PR #1824, opened 2018-10-02
Handshake deadlock

### LINKED ISSUE #1764: Handshake loss recovery interacts poorly with amplification attack defense
Section 4.7 of the transport draft states:

>    Servers MUST NOT send more than three datagrams including Initial and
>    Handshake packets without receiving a packet from a verified source
>    address.  Source addresses can be verified through an address
>    validation token (delivered via a Retry packet or a NEW_TOKEN frame)
>    or by receiving any message from the client encrypted using the
>    Handshake keys.

As written, there are two scenarios where no one can transmit. If the client successfully sends the initial ACK to the server, and *either* the server's handshake flight or the client's handshake acks are lost, then (1) the client has nothing to do, and (2) the server does not have the flow control credit to retransmit the lost packets.

It would be nice to minimize the resource and amplification implications for the server. Ekr proposed the following conditions that apply when the path has not been verified:
1) The client initial must be padded to 1200 bytes, as today.
2) The client must retransmit its initial until it has a Handshake Crypto frame to send (i.e. it has received the entire server's first flight.)
3) Until the server gets an hs pkt (the path has been verified), it only retransmits in response to the Client Initial; this response is all server packets that have not been acked. With no retransmissions, the server will need to have some kind of timer to clean up the state if the connection is dead.

There are many other ways to solve this problem; this is an example.

ianswett:
Fixes #1764

### DIFF
--- a/draft-ietf-quic-transport.md
+++ b/draft-ietf-quic-transport.md
@@ -882,11 +882,11 @@ a NEW_TOKEN frame) or by processing any message from the client encrypted using
 the Handshake keys.  This limit exists to mitigate amplification attacks.
 
 In order to prevent this limit causing a handshake deadlock, the client SHOULD
-send a packet as large as the Initial containing only PADDING if it has no
-other data to send and does not yet have the Handshake keys.  If the client
-has no data to send and the Handshake keys are available, it SHOULD send a
-packet with a single byte of padding.  Details on when to send these PADDING
-packets are in {{QUIC-RECOVERY}}.
+always send a packet upon a handshake timeout, as described in
+{{QUIC-RECOVERY}}.  If the client has no data to retransmit and does not have
+Handshake keys, it should send a packet as large as the Initial containing
+only PADDING.  If the client has Handshake keys, it SHOULD send a packet
+containing only PADDING.
 
 The payload of this packet contains CRYPTO frames and could contain PADDING, or
 ACK frames. Handshake packets MAY contain CONNECTION_CLOSE or APPLICATION_CLOSE
--- a/draft-ietf-quic-transport.md
+++ b/draft-ietf-quic-transport.md
@@ -884,7 +884,7 @@ the Handshake keys.  This limit exists to mitigate amplification attacks.
 In order to prevent this limit causing a handshake deadlock, the client SHOULD
 send a packet as large as the Initial containing only PADDING if it has no
 other data to send and does not yet have the Handshake keys.  If the client
-has no data to send and the Hanshake keys are available, it SHOULD send a
+has no data to send and the Handshake keys are available, it SHOULD send a
 packet with a single byte of padding.  Details on when to send these PADDING
 packets are in {{QUIC-RECOVERY}}.
 
--- a/draft-ietf-quic-transport.md
+++ b/draft-ietf-quic-transport.md
@@ -875,11 +875,17 @@ The first Handshake packet sent by a server contains a packet number of 0.
 Handshake packets are their own packet number space.  Packet numbers are
 incremented normally for other Handshake packets.
 
-Servers MUST NOT send more than three datagrams including Initial and Handshake
-packets without receiving a packet from a verified source address.  Source
-addresses can be verified through an address validation token
-(delivered via a Retry packet or a NEW_TOKEN frame) or by receiving
-any message from the client encrypted using the Handshake keys.
+Servers MUST NOT send more than three times as many bytes as the number of bytes
+received prior to verifying the client's address.  Source addresses can be
+verified through an address validation token (delivered via a Retry packet or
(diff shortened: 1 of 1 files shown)


draft-ietf-quic-transport.md
```diff
@@ -875,11 +875,18 @@ The first Handshake packet sent by a server contains a packet number of 0.
...
 
-Servers MUST NOT send more than three datagrams including Initial and Handshake
-packets without receiving a packet from a verified source address.  Source
-addresses can be verified through an address validation token
-(delivered via a Retry packet or a NEW_TOKEN frame) or by receiving
-any message from the client encrypted using the Handshake keys.
+Servers MUST NOT send more than three times as many bytes as the number of bytes
+received prior to verifying the client's address.  Source addresses can be
+verified through an address validation token (delivered via a Retry packet or
+a NEW_TOKEN frame) or by receiving any message from the client encrypted using
```
MikeBishop: s/receiving/processing/ -- it has to be valid; if you can unprotect it, then you're okay.

draft-ietf-quic-transport.md
```diff
@@ -875,11 +875,18 @@ The first Handshake packet sent by a server contains a packet number of 0.
...
+the Handshake keys.  This limit exists to mitigate amplification attacks.
+
+In order to prevent this limit causing a handshake deadlock, the client SHOULD
+send a packet as large as the Initial containing only PADDING if it has no
+other data to send and does not yet have the Handshake keys.  If the client
+has no data to send and the Hanshake keys are available, it SHOULD send a
```
MikeBishop: Han**d**shake

martinduke: ... send a Handshake packet ...

draft-ietf-quic-transport.md
```diff
@@ -875,11 +875,18 @@ The first Handshake packet sent by a server contains a packet number of 0.
...
+packet with a single byte of padding.  Details on when to send these PADDING
+packets are in {{QUIC-RECOVERY}}.
```
martinduke: I couldn't find these details after a quick skim.

draft-ietf-quic-transport.md
martinduke: I think valid resumption keys should also be sufficient.

draft-ietf-quic-transport.md
```diff
@@ -875,11 +875,18 @@ The first Handshake packet sent by a server contains a packet number of 0.
...
-addresses can be verified through an address validation token
-(delivered via a Retry packet or a NEW_TOKEN frame) or by receiving
-any message from the client encrypted using the Handshake keys.
+Servers MUST NOT send more than three times as many bytes as the number of bytes
+received prior to verifying the client's address.  Source addresses can be
+verified through an address validation token (delivered via a Retry packet or
+a NEW_TOKEN frame) or by receiving any message from the client encrypted using
+the Handshake keys.  This limit exists to mitigate amplification attacks.
+
+In order to prevent this limit causing a handshake deadlock, the client SHOULD
```
martinduke: Is SHOULD sufficient? I feel like this a MUST, or compliant implementations will never complete under certain otherwise recoverable loss scenarios. Perhaps the recovery draft is more strict?

draft-ietf-quic-transport.md
```diff
@@ -875,11 +875,18 @@ The first Handshake packet sent by a server contains a packet number of 0.
 Handshake packets are their own packet number space.  Packet numbers are
 incremented normally for other Handshake packets.
 
-Servers MUST NOT send more than three datagrams including Initial and Handshake
-packets without receiving a packet from a verified source address.  Source
-addresses can be verified through an address validation token
-(delivered via a Retry packet or a NEW_TOKEN frame) or by receiving
-any message from the client encrypted using the Handshake keys.
+Servers MUST NOT send more than three times as many bytes as the number of bytes
```
martinduke: I suggest a rephrase: 

Prior to verifying the client's address, servers MUST NOT send more than three times as many bytes as the number of bytes received.

draft-ietf-quic-transport.md
```diff
@@ -875,11 +875,18 @@ The first Handshake packet sent by a server contains a packet number of 0.
...
+received prior to verifying the client's address.  Source addresses can be
+verified through an address validation token (delivered via a Retry packet or
+a NEW_TOKEN frame) or by processing any message from the client encrypted using
```
martinduke: Why not valid resumption keys?

draft-ietf-quic-transport.md

ianswett:
@martinduke I was meaning to follow up with a PR to fix recovery, but if you have time, that would be very helpful.  If not, I'll try to send out one tomorrow.

PR #681, opened 2018-01-08
Update react-related dependencies

AlexMarvelo:
In #671 React was updated to v16. But the app is crashing after that. We have 2 ways:
1) Revert v16 update
2) Fix crashes. This PR is about it

`uncontorllable` and `markdown-jsx-loader` should be updated, as they use React.createClass in v3

But we have another problem - `markdown-jsx-loader` v3.0.0 is braking. It failes webpack build with `BabelLoaderError: SyntaxError: Unexpected token, expected ;` error (even for empty markdown file!). @jquense look into that. It's critical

------------------------------------

* [The problem]
Each line of the listing that includes the word "single" should be copied out.

* [Solution to the exercise]
-packet with a single byte of padding.  Details on when to send these PADDING
 packet with a single byte of padding.  Details on when to send these PADDING
+packet with a single byte of padding.  Details on when to send these PADDING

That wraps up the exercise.